#### SOURCE DATA ####

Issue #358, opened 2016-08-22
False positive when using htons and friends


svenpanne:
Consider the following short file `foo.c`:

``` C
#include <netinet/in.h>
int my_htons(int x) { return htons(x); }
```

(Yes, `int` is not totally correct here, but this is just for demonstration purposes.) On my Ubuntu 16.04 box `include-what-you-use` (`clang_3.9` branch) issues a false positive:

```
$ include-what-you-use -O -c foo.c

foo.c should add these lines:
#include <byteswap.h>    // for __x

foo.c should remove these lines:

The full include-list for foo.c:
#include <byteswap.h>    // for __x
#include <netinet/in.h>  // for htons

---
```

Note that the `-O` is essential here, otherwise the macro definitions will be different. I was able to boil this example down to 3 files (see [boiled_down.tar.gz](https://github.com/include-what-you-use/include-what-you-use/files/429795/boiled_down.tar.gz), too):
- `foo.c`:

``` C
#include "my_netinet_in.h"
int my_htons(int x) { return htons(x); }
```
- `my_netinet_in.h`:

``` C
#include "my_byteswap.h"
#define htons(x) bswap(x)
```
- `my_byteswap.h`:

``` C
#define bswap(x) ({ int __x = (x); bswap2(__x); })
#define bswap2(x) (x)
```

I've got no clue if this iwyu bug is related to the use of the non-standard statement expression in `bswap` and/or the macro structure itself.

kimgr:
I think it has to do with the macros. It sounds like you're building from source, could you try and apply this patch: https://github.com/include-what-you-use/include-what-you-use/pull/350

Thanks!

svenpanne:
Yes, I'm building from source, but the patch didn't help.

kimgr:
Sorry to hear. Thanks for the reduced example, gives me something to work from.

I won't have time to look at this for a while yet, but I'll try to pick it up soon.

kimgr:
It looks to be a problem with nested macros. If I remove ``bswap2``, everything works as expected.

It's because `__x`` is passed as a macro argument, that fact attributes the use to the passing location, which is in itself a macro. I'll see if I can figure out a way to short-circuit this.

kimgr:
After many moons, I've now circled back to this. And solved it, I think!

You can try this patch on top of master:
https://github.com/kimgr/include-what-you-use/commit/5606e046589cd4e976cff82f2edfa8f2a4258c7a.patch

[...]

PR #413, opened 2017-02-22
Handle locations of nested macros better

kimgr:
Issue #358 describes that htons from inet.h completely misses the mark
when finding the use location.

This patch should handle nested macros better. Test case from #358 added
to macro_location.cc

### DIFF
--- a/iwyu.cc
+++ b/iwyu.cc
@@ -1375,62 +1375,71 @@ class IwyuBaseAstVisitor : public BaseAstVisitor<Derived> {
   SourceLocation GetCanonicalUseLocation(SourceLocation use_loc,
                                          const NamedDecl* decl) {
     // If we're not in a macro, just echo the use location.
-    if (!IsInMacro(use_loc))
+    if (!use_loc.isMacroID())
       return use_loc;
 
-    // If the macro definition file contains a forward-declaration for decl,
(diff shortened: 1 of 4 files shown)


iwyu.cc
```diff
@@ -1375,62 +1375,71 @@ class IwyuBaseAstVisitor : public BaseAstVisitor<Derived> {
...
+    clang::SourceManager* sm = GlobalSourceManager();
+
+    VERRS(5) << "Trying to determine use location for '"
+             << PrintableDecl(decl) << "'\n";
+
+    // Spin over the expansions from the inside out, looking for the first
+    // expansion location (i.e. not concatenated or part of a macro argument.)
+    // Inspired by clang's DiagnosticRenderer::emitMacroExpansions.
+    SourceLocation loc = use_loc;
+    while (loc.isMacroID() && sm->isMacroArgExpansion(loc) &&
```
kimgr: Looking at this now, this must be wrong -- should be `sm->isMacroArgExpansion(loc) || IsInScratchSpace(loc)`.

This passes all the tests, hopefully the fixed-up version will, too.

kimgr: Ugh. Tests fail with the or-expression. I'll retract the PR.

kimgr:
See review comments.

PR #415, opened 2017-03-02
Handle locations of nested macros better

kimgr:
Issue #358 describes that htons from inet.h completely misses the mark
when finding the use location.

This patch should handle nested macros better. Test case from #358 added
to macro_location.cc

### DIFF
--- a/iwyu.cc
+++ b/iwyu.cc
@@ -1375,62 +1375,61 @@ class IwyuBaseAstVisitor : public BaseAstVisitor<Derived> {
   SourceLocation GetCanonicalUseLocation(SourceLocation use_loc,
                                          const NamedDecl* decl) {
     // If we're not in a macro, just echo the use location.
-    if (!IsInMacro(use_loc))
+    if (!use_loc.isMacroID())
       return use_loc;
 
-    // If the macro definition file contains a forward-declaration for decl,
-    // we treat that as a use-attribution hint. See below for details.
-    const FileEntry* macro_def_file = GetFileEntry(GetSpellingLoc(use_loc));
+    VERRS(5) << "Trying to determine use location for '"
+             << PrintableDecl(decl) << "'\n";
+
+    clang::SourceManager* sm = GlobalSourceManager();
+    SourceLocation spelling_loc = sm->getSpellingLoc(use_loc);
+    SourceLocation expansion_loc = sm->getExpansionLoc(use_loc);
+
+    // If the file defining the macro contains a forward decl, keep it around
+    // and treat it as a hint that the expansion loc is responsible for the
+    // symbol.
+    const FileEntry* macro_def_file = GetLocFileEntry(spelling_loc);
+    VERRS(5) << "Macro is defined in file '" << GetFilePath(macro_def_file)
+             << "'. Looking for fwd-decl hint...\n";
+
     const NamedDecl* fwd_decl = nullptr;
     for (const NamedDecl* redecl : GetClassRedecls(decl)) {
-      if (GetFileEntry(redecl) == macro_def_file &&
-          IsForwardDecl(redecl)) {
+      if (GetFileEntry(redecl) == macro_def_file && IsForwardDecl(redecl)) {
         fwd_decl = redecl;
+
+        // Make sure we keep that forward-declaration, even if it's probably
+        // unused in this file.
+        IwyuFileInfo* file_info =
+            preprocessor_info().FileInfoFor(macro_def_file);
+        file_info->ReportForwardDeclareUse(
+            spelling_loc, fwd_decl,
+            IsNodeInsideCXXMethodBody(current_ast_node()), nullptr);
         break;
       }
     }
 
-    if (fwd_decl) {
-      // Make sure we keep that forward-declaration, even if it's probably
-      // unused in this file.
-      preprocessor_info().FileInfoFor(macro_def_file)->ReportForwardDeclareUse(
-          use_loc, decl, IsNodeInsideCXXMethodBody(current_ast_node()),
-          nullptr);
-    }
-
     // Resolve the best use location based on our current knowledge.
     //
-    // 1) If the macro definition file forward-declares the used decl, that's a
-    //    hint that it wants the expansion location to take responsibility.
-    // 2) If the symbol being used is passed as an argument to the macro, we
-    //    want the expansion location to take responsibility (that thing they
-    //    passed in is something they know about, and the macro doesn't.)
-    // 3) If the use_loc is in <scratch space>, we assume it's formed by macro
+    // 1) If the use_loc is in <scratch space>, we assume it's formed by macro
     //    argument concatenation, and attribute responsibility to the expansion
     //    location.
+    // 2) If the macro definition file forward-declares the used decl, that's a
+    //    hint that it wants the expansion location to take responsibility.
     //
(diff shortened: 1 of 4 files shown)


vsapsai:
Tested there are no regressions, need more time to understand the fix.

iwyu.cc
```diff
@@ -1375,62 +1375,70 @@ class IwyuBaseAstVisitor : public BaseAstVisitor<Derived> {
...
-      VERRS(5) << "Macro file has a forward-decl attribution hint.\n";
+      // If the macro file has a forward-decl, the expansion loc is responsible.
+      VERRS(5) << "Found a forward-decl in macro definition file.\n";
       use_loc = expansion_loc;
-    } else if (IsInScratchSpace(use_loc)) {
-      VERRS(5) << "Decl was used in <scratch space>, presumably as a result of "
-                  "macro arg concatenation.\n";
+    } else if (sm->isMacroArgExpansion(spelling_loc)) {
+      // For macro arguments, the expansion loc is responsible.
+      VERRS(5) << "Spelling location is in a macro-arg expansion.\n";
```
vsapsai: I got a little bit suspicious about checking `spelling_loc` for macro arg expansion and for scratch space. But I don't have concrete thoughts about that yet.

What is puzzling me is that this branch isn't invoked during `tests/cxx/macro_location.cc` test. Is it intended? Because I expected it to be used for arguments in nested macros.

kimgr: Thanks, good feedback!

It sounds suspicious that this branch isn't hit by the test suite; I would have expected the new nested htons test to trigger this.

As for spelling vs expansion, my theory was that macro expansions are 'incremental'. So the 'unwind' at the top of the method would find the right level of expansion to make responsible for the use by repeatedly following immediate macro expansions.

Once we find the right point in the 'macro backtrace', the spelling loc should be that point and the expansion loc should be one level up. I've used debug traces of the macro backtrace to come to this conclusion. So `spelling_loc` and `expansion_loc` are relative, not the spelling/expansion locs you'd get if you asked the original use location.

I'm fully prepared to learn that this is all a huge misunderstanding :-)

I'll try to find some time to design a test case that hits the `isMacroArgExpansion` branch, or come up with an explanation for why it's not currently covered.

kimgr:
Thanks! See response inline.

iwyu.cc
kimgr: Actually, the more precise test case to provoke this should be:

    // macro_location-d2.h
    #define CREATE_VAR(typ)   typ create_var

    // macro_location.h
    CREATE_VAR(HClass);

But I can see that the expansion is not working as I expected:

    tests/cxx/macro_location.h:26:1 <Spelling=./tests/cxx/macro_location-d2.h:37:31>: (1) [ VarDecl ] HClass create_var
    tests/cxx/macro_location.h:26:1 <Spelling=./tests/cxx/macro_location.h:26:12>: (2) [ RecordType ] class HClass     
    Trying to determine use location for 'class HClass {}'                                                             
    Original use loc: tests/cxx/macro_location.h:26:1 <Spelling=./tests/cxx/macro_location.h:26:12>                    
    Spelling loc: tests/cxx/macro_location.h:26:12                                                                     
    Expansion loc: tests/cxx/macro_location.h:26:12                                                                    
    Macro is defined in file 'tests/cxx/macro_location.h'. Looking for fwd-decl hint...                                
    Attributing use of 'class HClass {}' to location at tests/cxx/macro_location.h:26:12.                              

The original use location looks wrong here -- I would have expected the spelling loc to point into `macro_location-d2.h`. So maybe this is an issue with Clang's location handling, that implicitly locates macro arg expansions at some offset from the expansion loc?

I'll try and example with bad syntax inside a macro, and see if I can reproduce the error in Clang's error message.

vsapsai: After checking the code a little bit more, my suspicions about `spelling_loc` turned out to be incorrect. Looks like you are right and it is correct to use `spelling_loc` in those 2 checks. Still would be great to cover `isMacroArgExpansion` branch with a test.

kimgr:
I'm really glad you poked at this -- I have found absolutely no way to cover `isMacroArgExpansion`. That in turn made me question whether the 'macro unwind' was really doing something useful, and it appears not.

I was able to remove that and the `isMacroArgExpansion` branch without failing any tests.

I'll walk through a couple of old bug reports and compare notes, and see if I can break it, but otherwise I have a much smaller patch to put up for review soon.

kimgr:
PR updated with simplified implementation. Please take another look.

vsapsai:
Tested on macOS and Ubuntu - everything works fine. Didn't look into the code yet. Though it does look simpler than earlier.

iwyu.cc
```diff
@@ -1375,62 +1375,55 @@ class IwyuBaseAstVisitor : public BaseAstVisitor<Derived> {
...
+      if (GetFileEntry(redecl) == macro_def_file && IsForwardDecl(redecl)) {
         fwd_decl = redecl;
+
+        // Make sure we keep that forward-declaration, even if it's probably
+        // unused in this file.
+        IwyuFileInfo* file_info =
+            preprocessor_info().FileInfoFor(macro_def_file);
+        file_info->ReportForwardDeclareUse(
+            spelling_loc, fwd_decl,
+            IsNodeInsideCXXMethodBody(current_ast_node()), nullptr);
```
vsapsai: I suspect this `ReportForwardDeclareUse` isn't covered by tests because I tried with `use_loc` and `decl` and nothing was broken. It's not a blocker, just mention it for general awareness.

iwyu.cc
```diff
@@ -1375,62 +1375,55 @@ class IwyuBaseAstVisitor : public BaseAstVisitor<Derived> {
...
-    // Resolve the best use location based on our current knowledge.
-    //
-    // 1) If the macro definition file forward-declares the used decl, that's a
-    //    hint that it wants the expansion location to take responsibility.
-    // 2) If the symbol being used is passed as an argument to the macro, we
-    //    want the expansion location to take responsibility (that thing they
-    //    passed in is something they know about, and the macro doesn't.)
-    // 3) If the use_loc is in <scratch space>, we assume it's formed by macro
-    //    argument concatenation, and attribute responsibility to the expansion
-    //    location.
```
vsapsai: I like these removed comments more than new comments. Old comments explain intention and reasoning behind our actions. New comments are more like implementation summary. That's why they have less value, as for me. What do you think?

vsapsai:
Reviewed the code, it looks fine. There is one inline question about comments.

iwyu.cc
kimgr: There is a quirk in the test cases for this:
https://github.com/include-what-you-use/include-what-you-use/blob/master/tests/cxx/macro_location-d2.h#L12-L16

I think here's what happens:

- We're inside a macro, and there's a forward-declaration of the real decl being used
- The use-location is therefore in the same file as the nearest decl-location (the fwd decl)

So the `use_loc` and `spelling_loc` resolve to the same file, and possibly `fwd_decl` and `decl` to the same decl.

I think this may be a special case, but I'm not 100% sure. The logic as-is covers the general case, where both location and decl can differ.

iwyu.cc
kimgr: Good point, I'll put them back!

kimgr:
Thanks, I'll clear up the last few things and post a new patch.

####
#### SOURCE DATA ####

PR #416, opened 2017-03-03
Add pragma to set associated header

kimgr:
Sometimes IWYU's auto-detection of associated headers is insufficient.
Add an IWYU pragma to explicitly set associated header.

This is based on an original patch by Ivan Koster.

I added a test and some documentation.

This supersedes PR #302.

####

- WORK TO COMPLETE -
When a line of the records has the word "hint", pick it out and copy it.

- ANSWER SECTION -
-    // we treat that as a use-attribution hint. See below for details.
+    // and treat it as a hint that the expansion loc is responsible for the
+             << "'. Looking for fwd-decl hint...\n";
-    //    hint that it wants the expansion location to take responsibility.
+    //    hint that it wants the expansion location to take responsibility.
-      VERRS(5) << "Macro file has a forward-decl attribution hint.\n";
    Macro is defined in file 'tests/cxx/macro_location.h'. Looking for fwd-decl hint...                                
-    //    hint that it wants the expansion location to take responsibility.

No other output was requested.